When using policy gradients (PG) with discrete actions, a softmax distribution is typically used to represent the output distribution. This document describes how the softmax+PG combination can be problematic, even with perfect sampling and a linear model.
Suppose we have a multi-armed bandit problem. We can define our agent as a
vector v, where actions are distributed according to softmax(v). If we know
beforehand the mean reward vector r (one reward per arm), then the expected
reward is softmax(v) * r. It turns out that, if we initialize v randomly,
doing gradient descent on this objective can converge to a suboptimal arm,
despite the use of the exact gradient.
I will not prove the above claim here, but this repository empirically demonstrates it. EDIT: This claim may actually be false. It is true that a suboptimal asymptote may appear to be reached, but it may be escaped after an infinite amount of training.The general phenomenon is that, if an output for a sub-optimal arm is higher than the output for the optimal arm, then the suboptimal arm can have a larger gradient (and the process perpetuates itself ad infinitum).

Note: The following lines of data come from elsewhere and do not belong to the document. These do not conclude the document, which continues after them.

PR #1863, opened 2026-02-05
♿️(frontend) restore focus to triggers after closing menus and modals

Ovgodd:
## Purpose

Restore consistent focus behavior after closing menus, modals, and emoji pickers to improve keyboard accessibility and avoid focus loss across the UI.

## Proposal

- [x] Centralize focus restoration within `useRestoreFocus` store
- [x] Ensure triggers regain focus after closing overlays (menus/modals/emoji)

### DIFF
--- a/CHANGELOG.md
+++ b/CHANGELOG.md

The above isn't a problem if we initialize our policy parameters v to zero.
However, without perfect sampling, the parameters may be randomly changed at the
beginning of training such that the same issue arises. Also, zero initialization
can lead to symmetry breaking problems for multi-discrete action spaces or POMDPs.
Symmetry breaking is crucial when using gradient-based optimization--it's why we use random inits, after all.
This is relevant for softmax+PG because we typically initialize the output layer
to 0. Suppose we have a bandit with action space (Discrete<2>, Discrete<2>).
For this problem, let's define the reward as action[0] ^ action[1]. We
parameterize our policy as a vector v of size 4, and actions are
(softmax(v[:2]), softmax(v[2:])). If we initialize v as the zero vector,
as is common in RL, then the agent will never solve the environment because it
cannot break symmetry.
The above problem can be solved by randomly initializing v or using imperfect
sampling. However, these techniques can be problematic because of the suboptimal
asymptote problem.
Symmetry breaking can also be a problem in partially observable MPDs, even with a single discrete action space. Suppose there are two actions and an episode is 10 timesteps. In this environment, action 0 subtracts 1 from a counter, and action 1 adds 1 to the counter. At the end of the episode, the reward is the absolute value of the counter. In this environment, we need to pick an action to draw again and again. This cannot be done with a zero init using a softmax policy and perfect sampling.